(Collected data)
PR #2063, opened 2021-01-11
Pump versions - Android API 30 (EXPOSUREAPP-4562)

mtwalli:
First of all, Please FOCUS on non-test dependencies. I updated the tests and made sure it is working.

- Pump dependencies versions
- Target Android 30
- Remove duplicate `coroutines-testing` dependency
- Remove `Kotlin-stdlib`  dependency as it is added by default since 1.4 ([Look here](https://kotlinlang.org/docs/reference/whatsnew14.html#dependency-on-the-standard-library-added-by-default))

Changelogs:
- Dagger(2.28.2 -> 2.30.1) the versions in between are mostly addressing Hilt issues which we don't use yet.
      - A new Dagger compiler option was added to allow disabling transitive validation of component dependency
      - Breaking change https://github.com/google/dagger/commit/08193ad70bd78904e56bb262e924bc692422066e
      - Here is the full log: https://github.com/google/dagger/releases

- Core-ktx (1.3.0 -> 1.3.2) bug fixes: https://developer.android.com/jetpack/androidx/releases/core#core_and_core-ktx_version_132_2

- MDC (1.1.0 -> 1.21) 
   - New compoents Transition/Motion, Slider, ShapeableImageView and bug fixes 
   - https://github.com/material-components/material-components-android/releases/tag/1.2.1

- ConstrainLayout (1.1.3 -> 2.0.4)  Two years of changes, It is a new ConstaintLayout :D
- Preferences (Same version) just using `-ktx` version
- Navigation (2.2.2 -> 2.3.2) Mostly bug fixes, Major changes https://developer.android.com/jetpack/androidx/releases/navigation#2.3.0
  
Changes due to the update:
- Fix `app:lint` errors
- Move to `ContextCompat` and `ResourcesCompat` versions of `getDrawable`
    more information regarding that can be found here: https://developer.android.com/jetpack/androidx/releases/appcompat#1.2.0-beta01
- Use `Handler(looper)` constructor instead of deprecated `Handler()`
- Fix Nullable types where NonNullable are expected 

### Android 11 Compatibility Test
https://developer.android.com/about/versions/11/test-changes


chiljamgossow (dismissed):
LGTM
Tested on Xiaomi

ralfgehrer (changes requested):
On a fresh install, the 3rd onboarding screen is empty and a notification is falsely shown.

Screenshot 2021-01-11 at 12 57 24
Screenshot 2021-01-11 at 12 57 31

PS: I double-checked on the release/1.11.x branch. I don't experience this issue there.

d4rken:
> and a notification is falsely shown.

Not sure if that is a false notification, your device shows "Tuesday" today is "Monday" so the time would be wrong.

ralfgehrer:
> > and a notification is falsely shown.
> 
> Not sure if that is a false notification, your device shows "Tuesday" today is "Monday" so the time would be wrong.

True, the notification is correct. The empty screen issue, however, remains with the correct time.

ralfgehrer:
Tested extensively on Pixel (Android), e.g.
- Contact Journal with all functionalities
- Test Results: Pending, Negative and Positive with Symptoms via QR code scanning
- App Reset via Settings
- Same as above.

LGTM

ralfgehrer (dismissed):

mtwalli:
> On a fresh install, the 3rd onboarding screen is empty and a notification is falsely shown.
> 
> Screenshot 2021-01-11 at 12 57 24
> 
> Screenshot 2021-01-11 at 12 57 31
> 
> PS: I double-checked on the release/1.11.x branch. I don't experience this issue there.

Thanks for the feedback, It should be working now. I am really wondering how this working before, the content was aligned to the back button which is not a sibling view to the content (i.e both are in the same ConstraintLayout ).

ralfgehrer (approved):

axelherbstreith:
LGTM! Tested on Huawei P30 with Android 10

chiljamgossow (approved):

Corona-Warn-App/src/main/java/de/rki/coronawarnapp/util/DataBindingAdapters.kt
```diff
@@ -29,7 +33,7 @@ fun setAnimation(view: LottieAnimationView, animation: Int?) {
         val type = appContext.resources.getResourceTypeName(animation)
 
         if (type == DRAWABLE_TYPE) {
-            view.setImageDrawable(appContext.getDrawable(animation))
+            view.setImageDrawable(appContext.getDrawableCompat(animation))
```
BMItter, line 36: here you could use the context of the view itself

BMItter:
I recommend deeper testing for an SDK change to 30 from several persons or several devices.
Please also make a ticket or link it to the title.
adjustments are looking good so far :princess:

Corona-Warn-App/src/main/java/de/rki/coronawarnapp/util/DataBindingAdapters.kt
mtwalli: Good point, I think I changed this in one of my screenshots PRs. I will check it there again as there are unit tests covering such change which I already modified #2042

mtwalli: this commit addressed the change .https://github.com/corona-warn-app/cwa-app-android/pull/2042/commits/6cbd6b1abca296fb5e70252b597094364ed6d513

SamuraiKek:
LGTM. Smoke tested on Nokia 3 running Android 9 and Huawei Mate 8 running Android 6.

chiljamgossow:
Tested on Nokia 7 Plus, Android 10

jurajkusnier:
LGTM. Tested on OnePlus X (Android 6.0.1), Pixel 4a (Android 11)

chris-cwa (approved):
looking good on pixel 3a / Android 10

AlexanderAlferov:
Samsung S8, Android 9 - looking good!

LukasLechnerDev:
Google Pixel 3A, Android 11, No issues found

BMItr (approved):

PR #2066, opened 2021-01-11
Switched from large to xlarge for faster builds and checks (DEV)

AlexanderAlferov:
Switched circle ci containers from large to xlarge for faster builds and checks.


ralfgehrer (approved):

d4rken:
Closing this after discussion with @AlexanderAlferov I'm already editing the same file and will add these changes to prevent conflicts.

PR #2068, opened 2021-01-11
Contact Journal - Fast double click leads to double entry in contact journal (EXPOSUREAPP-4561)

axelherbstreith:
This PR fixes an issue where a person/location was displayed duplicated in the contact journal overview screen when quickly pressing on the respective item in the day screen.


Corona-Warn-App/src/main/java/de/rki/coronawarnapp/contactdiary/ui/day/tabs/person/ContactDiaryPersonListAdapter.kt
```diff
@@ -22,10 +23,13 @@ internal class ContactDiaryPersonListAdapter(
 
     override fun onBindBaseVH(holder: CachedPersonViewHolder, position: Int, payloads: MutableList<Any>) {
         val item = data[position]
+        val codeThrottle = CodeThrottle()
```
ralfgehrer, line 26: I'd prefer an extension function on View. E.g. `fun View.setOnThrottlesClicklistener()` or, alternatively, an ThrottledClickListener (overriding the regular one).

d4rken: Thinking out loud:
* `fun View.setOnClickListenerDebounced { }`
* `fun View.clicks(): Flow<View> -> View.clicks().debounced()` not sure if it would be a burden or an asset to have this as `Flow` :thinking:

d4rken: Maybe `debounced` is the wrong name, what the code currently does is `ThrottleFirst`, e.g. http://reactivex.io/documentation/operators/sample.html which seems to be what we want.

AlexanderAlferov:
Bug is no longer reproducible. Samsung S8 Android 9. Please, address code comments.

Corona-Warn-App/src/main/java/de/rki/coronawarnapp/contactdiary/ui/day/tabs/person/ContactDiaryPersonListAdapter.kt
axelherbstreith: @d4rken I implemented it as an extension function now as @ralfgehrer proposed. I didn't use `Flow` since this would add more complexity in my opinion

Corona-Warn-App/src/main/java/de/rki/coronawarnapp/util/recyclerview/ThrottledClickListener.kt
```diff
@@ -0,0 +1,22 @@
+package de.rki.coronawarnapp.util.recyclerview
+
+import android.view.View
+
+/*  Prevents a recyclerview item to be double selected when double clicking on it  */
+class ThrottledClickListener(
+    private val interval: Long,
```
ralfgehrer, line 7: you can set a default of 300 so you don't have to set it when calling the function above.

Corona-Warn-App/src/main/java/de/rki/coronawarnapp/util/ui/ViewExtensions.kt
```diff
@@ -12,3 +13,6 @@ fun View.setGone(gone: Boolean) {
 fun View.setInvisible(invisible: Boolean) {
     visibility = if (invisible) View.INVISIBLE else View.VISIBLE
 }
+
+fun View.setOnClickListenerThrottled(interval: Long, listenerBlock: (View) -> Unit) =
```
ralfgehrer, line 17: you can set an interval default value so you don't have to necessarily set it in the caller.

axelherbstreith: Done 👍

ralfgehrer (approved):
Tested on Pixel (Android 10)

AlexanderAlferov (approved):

TRY IT ::
Using the data above, return each line that includes the word "Please".

ANSWER ::
First of all, Please FOCUS on non-test dependencies. I updated the tests and made sure it is working.
Please also make a ticket or link it to the title.
Bug is no longer reproducible. Samsung S8 Android 9. Please, address code comments.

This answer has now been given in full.